In one of his last presentations to the city council before he left Boulder City to pursue another job opportunity, Public Works Director Jamie Curreri was asked by Mayor Joe Hardy where the city was in terms of maintenance.

“It’s not about actual repair,” Curreri said. “It’s about cost of treatment. When we talk about doing the best roads first, it means we prioritize maintenance so that those roads don’t get worse.”

Curreri reported that the city is behind but moving forward. He said that the road preservation projects for fiscal year 2024-25 were about to start and the first step would be crack sealing because that process is more effective when the roads are cooler.

A big contract for that kind of maintenance was approved by the city council in their Aug. 27 meeting as part of the consent agenda.

The source of the funding is actually the Regional Transportation Commission, but the council still has to approve the contract after it is put out to bid.

The council approved a bid by American Pavement Preservation which will result in a $1,518,247.09 contract for the kind of crack sealing work Curreri referenced back in February.

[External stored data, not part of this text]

PR #150, opened 2026-09-17
fix: forward chat template kwargs in linear history mode

luyuzhe111:
Linear history mode ignored request-level `chat_template_kwargs`, so options such as `enable_thinking` could not override renderer defaults. Forward these kwargs through initial rendering, incremental healing, assistant-closer probes, and full-render fallbacks.

Each session retains its last committed kwargs. If effective kwargs change, compare the same stored history under both configurations; a changed history follows `linear_on_nonlinear` (default: reset), while identical history continues healing. Unchanged effective kwargs skip the extra old-history render.

## Validation

- 73 tests passed across renderer, linear healer, adapter, and gateway integration tests in an environment synced with `uv sync --frozen --extra dev`.
- Regression tests cover request overrides, changes that affect history versus those that do not, skipping the extra render for unchanged effective kwargs, restoring defaults when kwargs are omitted, session isolation, and reset paths using the current kwargs.
- Ruff 0.1.5 lint and format checks, and `git diff --check`, passed.


hellodanylo:
LGTM though it would be great to document which models/harnesses can trigger this path.

lyzustc (approved):

luyuzhe111:
we have decided to not support per-turn chat template kwargs update and use the initial config passed to gateway as the source of truth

Interestingly, the city put out requests for bids from a large number of companies and only got one bid submitted. American Pavement Preservation got the contract by default as the only company to submit a bid.

According to city staff, it is not yet known exactly when the work will begin.

“The exact start date hasn’t been selected yet,” said City Engineer Jim Keane in an email. “We’re looking at later this month/early next month. “No Parking” signs will be put out on the streets scheduled to be sealed each week. Notices are also placed on the doors of the residents on those streets informing them of the dates and what to expect when their street is sealed.”

No, this does not mean that every street in Boulder City is about to get rebuilt or even resurfaced.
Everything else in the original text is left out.